Stored data
-=-=-

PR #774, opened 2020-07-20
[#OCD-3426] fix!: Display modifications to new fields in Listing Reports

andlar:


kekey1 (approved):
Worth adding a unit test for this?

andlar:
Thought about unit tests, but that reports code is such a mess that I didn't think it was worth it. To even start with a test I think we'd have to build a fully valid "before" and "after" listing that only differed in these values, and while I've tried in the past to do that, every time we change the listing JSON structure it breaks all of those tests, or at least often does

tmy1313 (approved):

-=-=-

WORK TASK: Looking at the entries, work out how many lines include the word "unit" and give the number by itself.

RESPONSE TO THE TASK: 2